Cacti that I have only seen before in 2” pots are the size of trees here. I had never understood the fascination with the desert orchid that seems to grow randomly. Now I do. I want one. They are gorgeous. Huge Aloe Vera plants flowed along the walkways in lieu of azaleas, Mother-in-Law tongue plants followed (huge Mother-in-Law tongue plants) next to pencil cacti that are ten feet tall. The colorful bougainvilleas are the perfect desert backdrop. There is a cactus here indigenous to Arizona that was imported just for the golf course and it seems to be thriving. At the Doha Garden Club, we heard a few stories about one of the Sheiks who owns five football field size greenhouses and flies around the world in his personal 747 collecting new varieties of plants. He has a family 747 that follows him to bring his new acquisitions home. He has an on-site horticulturist, plumber and I think they said 20 workers per building live there. I cannot imagine the labor force that tends to the Doha Golf Club. At our club in Bintan, Indonesia the workers used to weed the fairways by hand and I have to think it is even more intensive here.

We settled into seats in the grandstand at the 16th/17th holes and watched some great golf for the last few hours. The people watching was extraordinary!

Saturday morning, somewhere in Doha a woman of Japanese descent got dressed. To attend a golf tournament in the desert, she put on gray tights, brown knit pants, white sox and black tennis shoes topped with a white mock turtle neck, a long sleeve black sweater WITH a knee length gold and black sparkly tunic (it would have made any Saints fan proud). Her visor was oversized – black in the front and gold on the sides and she was carrying a black jacket with just enough of the Burberry lining peeking out with her Gucci gray and black tote. Her husband joined her sporting a bushy mustache, Elvis sideburns and a black Harley Davidson cowboy hat.

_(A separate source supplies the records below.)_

PR #7436, opened 2024-06-26
fix(blocks): edgeless element toolbar more button error

donteatfriedrice:


donteatfriedrice:
Error no reproduction.

pengx17 (approved):

PR #7440, opened 2024-06-27
fix(edgeless): edgeless portal does not render new added blocks

doouding:
Fixes [BS-685](https://linear.app/affine-design/issue/BS-685/edgeless-copy-paste-error)


doouding:
* **#7440** <a href="https://app.graphite.dev/github/pr/toeverything/blocksuite/7440?utm_source=stack-comment-icon" target="_blank">Graphite</a> 👈
* `master`

<h2></h2>

Saul-Mirone:
Can we add a test case for this?

L-Sun:
I feel that the code logic before and after the change is almost the same. What caused this bug? 🤔

doouding:
> I feel that the code logic before and after the change is almost the same. What caused this bug? 🤔

I think lit cannot handle the `repeat` rendering in nested loop correctly. So I flat the array first.

doouding:
> Can we add a test case for this?

Done.

Saul-Mirone (approved):

PR #7443, opened 2024-06-27
fix: edgeless selection may disappear when typing on edgeless text

Flrande:
Close BS-652

https://github.com/toeverything/blocksuite/assets/50035259/3e663b76-49bb-4c06-b50f-5bac382dc3e3

### DIFF
--- a/packages/framework/block-std/src/view/utils/range-binding.ts
+++ b/packages/framework/block-std/src/view/utils/range-binding.ts
@@ -219,7 +219,7 @@ export class RangeBinding {
       },
       to: null,
     });
-    this.selectionManager.set([newSelection]);
+    this.selectionManager.setGroup('note', [newSelection]);
   };
 
   private _onCompositionStart = () => {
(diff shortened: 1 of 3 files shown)


packages/framework/block-std/src/view/utils/range-binding.ts
```diff
@@ -298,7 +298,7 @@ export class RangeBinding {
         },
         to: null,
       });
-      this.host.selection.set([selection]);
+      this.host.selection.setGroup('note', [selection]);
```
Saul-Mirone, line 301: Do we have better solution? I want to move the `note` group from std to blocks. Not sure if it's possible.

Saul-Mirone (approved):

packages/framework/block-std/src/view/utils/range-binding.ts
Flrande: I think it's fine, but before that, we need to improve the type of the group first, now it's all hard-coded.

PR #7461, opened 2024-07-01
refactor(edgeless): refine edgeless block definition

doouding:
## Edgeless block usage guide

To define a edgeless block, you need to use `selectable` and `EdgelessBlockElement` to define you model and rendering element:
```typescript
import { BlockModel, defineBlockSchema } from '@blocksuite/store';
import { EdgelessBlockElement, BlockElement, selectable, SerializedXYWH } from '@blocksuite/block-std';

// define your model schema first
type ExampleProps = {
     xywh: SerializedXYWH;
     index: string
}

defineBlockSchema({
     flavour: 'affine:example',
     props: () => ({
        xywh: '[0,0,0,0]',
        index: 'a0'
     }),
     toModel: () => new EdgelessExampleBlock()
})

// edgeless block model should extend the `BlockModel` wrapped with `selectable`
class ExampleBlockModel extends selectable<ExampleProps>(BlockModel) {}



/**
 * Define how to render that block in dom.
 *
 * RootService is a temporary solution that author may need to access some API in edgeless which haven't been migrated to std. It can provide service of other block. Access through `affine:root`;
 */
export ExampleBlock extends EdgelessBlockElement<EdgelessRootService, ExampleBlockModel> {
    // tell the block which blocks' service is used at rootService
    rootServiceFlavour!: 'affine:page';

    xxxx() {
        this.rootService.xxxx;
    }

    /**
     * Usually the block will parse model's `xywh` and `index` during the rendering process.
     * If you need to return xywh other than model's xywh property. You can override this method.
     */
    override getRenderingRect() {}

    /**
     * Define how your block should be rendered
     */
    override renderEdgelessBlock() {
      return html`<div class="example-block"></div>`
    }
}
```

### May change in the future
- [ ] new package `edgeless-std`


doouding:
* **#7461** <a href="https://app.graphite.dev/github/pr/toeverything/blocksuite/7461?utm_source=stack-comment-icon" target="_blank">Graphite</a> 👈
* `master`

<h2></h2>

packages/framework/block-std/src/index.ts
```diff
@@ -1,5 +1,6 @@
 export * from './clipboard/index.js';
 export * from './command/index.js';
+export * from './edgeless/index.js';
```
doodlewind, line 3: I'd recommend only exporting the necessary types here, since there are types like `IHitTestOptions` that are not supposed to be reused by `block-std` users.

packages/framework/block-std/src/edgeless/bound.ts
```diff
@@ -0,0 +1,298 @@
...
+  EPSILON,
+  getBoundsFromPoints,
+  lineIntersects,
+  polygonPointDistance,
+} from '../utils/math.js';
+import { deserializeXYWH, serializeXYWH } from '../utils/xywh.js';
+import type { IBound, SerializedXYWH, XYWH } from './types.js';
+import type { IVec } from './vec.js';
+
+export class Bound implements IBound {
```
Saul-Mirone, line 11: Do you want to use `signal` to build this? properties like points seems can be auto computed.

doouding: I would like to, but not in this PR.

doodlewind (approved):
Thanks for the feat!

packages/framework/block-std/src/view/element/edgeless-block-element.ts
```diff
@@ -0,0 +1,172 @@
...
+      throw new Error('Edgeless block should have at least `xywh` property.');
+    }
+
+    const [x, y, w, h] = JSON.parse(xywh);
+
+    return { x, y, w, h, zIndex: this.toZIndex() };
+  }
+
+  override renderBlock() {
+    const { xywh, index } = this.model as BlockModel<{
```
Saul-Mirone, line 42: You can use: 
```ts
const { xywh$, index$ } = this.model;

if (!xywh$.value || !index$.value) { ... }
```

This reactive prop will be updated automatically without the subscription to `propsUpdated`.

doouding: Got it. I will refine these part in the next PRs.

packages/framework/block-std/src/edgeless/model.ts
```diff
@@ -0,0 +1,205 @@
...
+  get externalXYWH(): SerializedXYWH | undefined {
+    return this._externalXYWH;
+  }
+
+  set externalXYWH(xywh: SerializedXYWH | undefined) {
+    this._externalXYWH = xywh;
+  }
+
+  get group(): IEdgelessElement | null {
+    const surface = this.doc.getBlocksByFlavour('affine:surface')[0]?.model;
```
Saul-Mirone, line 156: This is very strange. If you really need to do something like this, you should add a flag on the block model instead of get a specific model flavour.

Saul-Mirone:
```ts
class SurfaceModel extends BlockModel {
  [edgelessSurfaceRoot]: true
}

const surface = Object.values(this.doc.getBlocks()).find(...)
```

packages/framework/block-std/src/edgeless/model.ts
```diff
@@ -0,0 +1,205 @@
...
+
+    if (!surface) return null;
+
+    // FIXME: make surface a official supported block
+    // @ts-ignore
+    return surface.getGroup(this.id) ?? null;
+  }
+
+  get groups(): IEdgelessElement[] {
+    const surface = this.doc.getBlocksByFlavour('affine:surface')[0]?.model;
```
Saul-Mirone, line 166: Same here.

PR #7473, opened 2024-07-02
docs: switch to stackblitz for online examples

doodlewind:
Remaining examples that are not compatible with StackBlitz yet:

* `react-basic-next`
* `angular-basic`


sikaco:
StackBlitz seems couldn't be visit now.

PR #270, opened 2020-12-04
feat: suppress references and definitions

kitsonk:
Because these are becoming available in language server.


lucacasonato (approved):
LGTM

PR #285, opened 2020-12-11
fix: include typescript-deno-plugin in vsix

lucacasonato:
Because it is not currently included, the plugin is not installed in the released VS Code extension, which means double diagnostics.


bartlomieju (approved):
LGTM

kitsonk:
🤦

PR #291, opened 2020-12-29
feat: add deno cache command

kitsonk:
Requires denoland/deno#8911


lucacasonato (approved):
LGTM. I will make a PR for `textDocument/rename`, then we can do a 0.0.6 release.

PR #304, opened 2021-01-22
0.0.7

lucacasonato:


kitsonk (changes requested):
Do an npm install so that the package lock gets updated, otherwise there is a delta when you then install it.

kitsonk (approved):
LGTM

PR #312, opened 2021-02-02
feat: add applyCodeActionCommand command

kitsonk:
Plus various other fixes and cleanups.


lucacasonato (approved):
LGTM, but don't quite understand what this does yet. Seems I need to research lsp code actions some more.

kitsonk:
Certain code actions served up by TypeScript provide state modifications, beyond just the text file edits, that need to be applied to TypeScript compiler when the code action is applied in the editor.  In order to make sure those get back to the TypeScript compiler, the client needs to support a command that passes those back to the server so they can be sent to TypeScript.  The whole thing is a rather complex flow, but it mimics what the built in TypeScript extensions does in VSCode.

There was actually a woman in local dress working the tournament and watching someone in full Qatari National dress scream around in a golf cart was startling to say the least. I doubt it is very common as we only saw one man and one woman; since we couldn’t see her face – I couldn’t tell if it was a family thing or not. I have to think it was a true experience for the US golfers who were teeing off as the call to prayer echoed across the desert.

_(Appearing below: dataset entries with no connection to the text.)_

PR #315, opened 2021-02-04
fix: remove deno/applyCodeActionCommand

kitsonk:
Looks like I was a bit premature.  We don't need `deno/applyCodeActionCommand` because we won't be processing any of the the fixes that include the command.  The only command at the moment is to do an npm package install.  It also works asynchronously inside of tsc, which our current integration doesn't support, and so it was easier to remove the functionality from the Deno lsp that make it work and then do nothing.

### DIFF
--- a/client/src/commands.ts
+++ b/client/src/commands.ts
@@ -12,10 +12,7 @@ import {
   workspace,
 } from "vscode";
 import { LanguageClient, Location, Position } from "vscode-languageclient";
-import {
-  applyCodeAction as applyCodeActionReq,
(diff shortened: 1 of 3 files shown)


lucacasonato (approved):
LGTM, but it would be great to have this infra for a module download quick fix in the future.

kitsonk:
> but it would be great to have this infra for a module download quick fix in the future

We already have it... `deno/cache`.  I hopefully will have a good action for that soon.  This was only to send npm package install commands to TypeScript, not useful for us.

PR #316, opened 2021-02-05
feat: add initialize workspace command

kitsonk:
This add the initialize workspace command which was simliar to the init command in v2.

It also does additional prep and changes to make this the released branch instead of canary, and updates to vscode-languageserver 7.0 which moves to LSP 3.16 which is what the Deno CLI LSP server is based on.


lucacasonato (approved):
LGTM!

PR #330, opened 2021-02-18
feat: use preview instead of display for status

kitsonk:
Instead of previewing the Deno LSP status virtual document as a markdown file, it opens it in markdown preview.  This will allow us to provide a more "readable" version of the status page in the future without having to look directly at markdown.

_Extension_Development_Host__-_Preview_status_md_—_vs_test


lucacasonato (approved):
We should do another release of the extension this week.

kitsonk:
> We should do another release of the extension this week.

I was planning on it after 1.7.5 goes out and we convert it to 3.0.

PR #340, opened 2021-02-20
docs: recommend import_map.json instead of import-map.json

### LINKED ISSUE #338: Update import map name to reflect conventional usage
### test

**Describe the bug**

The extension recommends `import-map.json` with a **dash**, in a few places.

It would be preferable to recommend `import_map.json` with an **underscore**, to match the Deno docs - [Import maps](https://deno.land/manual/linking_to_external_code/import_maps).

This is not a big deal, but I am fan of consistency. I'd rather encourage users to use the same convention as in the official Deno docs. And avoid someone overlooking a hyphen and an underscore and scratching their head at results.

**To Reproduce**

This affects someone reading the help text / docs in README.md.

Also, when editing the settings, start editing the import map field and use the auto-fill feature, or wait for the help text to pop up.

> The file path to an import map. This is the equivalent to using `--import-map` on the command line

**Expected behavior**

All messaging in the settings help and  the docs should to `import_map.json` as the first option.

**Screenshots**

Deno docs:

docs

Hover:

hover

Autofill

autofill

Search for affected areas: [q=import-map](https://github.com/denoland/vscode_deno/search?q=import-map)

**Versions**

vscode: not relevant
deno: 1.7 but not relevant
extension: v3.0.1

Liamolucko:
Resolves #338

### DIFF
--- a/README.md
+++ b/README.md
@@ -105,8 +105,8 @@ extension has the following configuration options:
   [Import maps](https://deno.land/manual/linking_to_external_code/import_maps)
   provide a way to "relocate" modules based on their specifiers. The path can
   either be relative to the workspace, or an absolute path. _string, default
-  `null`, examples: `./import-map.json`, `/path/to/import-map.json`,
-  `C:\path\to\import-map.json`_
+  `null`, examples: `./import_map.json`, `/path/to/import_map.json`,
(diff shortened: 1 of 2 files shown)


kitsonk (approved):
LGTM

The restrooms are designed to look like castle shaped desert outposts. There is very little water pressure and I would imagine the sewage/water system is not connected to anything except a tank. The gift venue was all in temporary collapsible buildings and the snack bar was called the “Golf Restaurant”. The food was truly international. The American contribution was French fries! There were only three US players competing (one from Germantown, TN) so the food selection was mostly British. Beer was only sold in one area and served in bright blue cups, which could not be taken out of the beer tent.

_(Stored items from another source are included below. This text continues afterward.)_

PR #350, opened 2021-03-02
feat: add deno.path setting

kitsonk:
This allows setting a specific path to the `deno` executable for the extension, in either the workspace or globally, instead of being dependent on `deno` being in the environment path only.


lucacasonato (approved):
LGTM. Thanks!

Issue #233, opened 2020-09-24
Debugger not working, Unable to retrieve source content from standard library


David-Else:
I press f5 in `mod.ts` to debug, choose deno, but then a file called `colors.ts` appears with:

`Could not load source '/home/xx/workspace-directory/std@0.70.0/fmt/colors.ts': Unable to retrieve source content.`

The repo is https://github.com/David-Else/eslint-config-octopus and video:
![out](https://user-images.githubusercontent.com/12832280/94148198-38249280-fe6e-11ea-99ea-e9f39f98de82.gif)

**Versions**

vscode: 1.49.1
deno: 1.4.1
extension: 2.3.1

Sharpiro:
I'm getting this error with the sample web server from the manual

https://deno.land/manual/examples/http_server

`Could not load source '/home/user/src/app/server/std@0.71.0/encoding/utf8.ts': Unable to retrieve source content.`

algiuxass:
For me debugger is working but debugger stops at `std/fmt/colors.ts:44` like there's a breakpoint there, but I have no breakpoints enabled and disabled uncaught exceptions breakpoints.

Sometimes debugger shows filenames like `colors.ts>`, `mod.ts>` with `>` at the end. Sometimes it does not.

David-Else:
@algiuxass Have you tried with the `launch.json` from https://deno.land/manual@v1.5.3/getting_started/debugging_your_code#vscode?

mvolkmann:
@David-Else I looked over the notes at the site you suggested, but it didn't help. I can run the debugger. If I step into an import module, I get a popup that says "This is a missing file path referenced by a sourcemap. Would you like to debug the compiled version instead?". If I click "Yes" then I can step through the compiled code. So there are two issues:

1) Why does it ask me that question for every imported source file I step into?
2) Why doesn't it recognize the "//# sourceMappingURL" comment at the bottom of those files and let me step through the TypeScript code of the imported source file?

Here is my `.vscode/launch.json` file inside my Deno project:

```json
{
  "version": "0.2.0",
  "configurations": [
    {
      "name": "Deno",
      "type": "pwa-node",
      "request": "launch",
      "cwd": "${workspaceFolder}",
      "runtimeExecutable": "deno",
      "runtimeArgs": [
        "run",
        "-A",
        "--inspect-brk",
        "${file}"
      ],
      "attachSimplePort": 9229,
      "outputCapture": "std"
    }
  ]
}
```

[...]

PR #351, opened 2021-03-02
feat: read-add debug support

kitsonk:
This re-adds back support for out of the box debug support, which we had in the 2.X branch.


lucacasonato (approved):
LGTM. PR title is incorrect though.

Soremwar:
It seems to me like the default for this command should be `--inspect` instead of `--inspect-brk`.

Issues like this https://github.com/denoland/vscode_deno/issues/233 show that there is a general missunderstanding about how a debugging session should start. Even though the issue in itself reports another error, users come to think that the debugger is not working because it stops in the first line instead of launching it as deno run would normally do

Issue #361, opened 2021-03-07
Extension prefers resolving to `deno.exe` over resolution of `deno` command on Windows


dsherret:
I use my [binary version manager](https://github.com/bvm/bvm) to manage versions of Deno. On windows, this works by having a `deno.bat` and `deno.ps1` file on the path instead of a `deno.exe`.

The issue at the moment, is that when the extension spawns the command "deno", it's not resolving based on the path and instead selects the ".exe" file found on the path (I think it's ignoring other file types in pathext).

**Reason**

This is fundamentally because of the behaviour of `spawn` in `child_process` that is called in vscode-languageserver-node.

The entire experience was wonderfully fun – very international – and free. Our Swedish neighbors hosted a Swedish caddy and all of them were celebrating the win by a Swede when we got home and all of the whispering before a shot was done with either a British or an Australian accent. We did meet a couple from Houston (oil company employees), a VMI alum whose daughter teaches at the Qatar branch of Texas A & M and a woman who has lived in twelve countries following her husbands career around the world. The crowd was small enough that we saw several people we knew as they passed by the 16th hole.

Doha really is an international small town.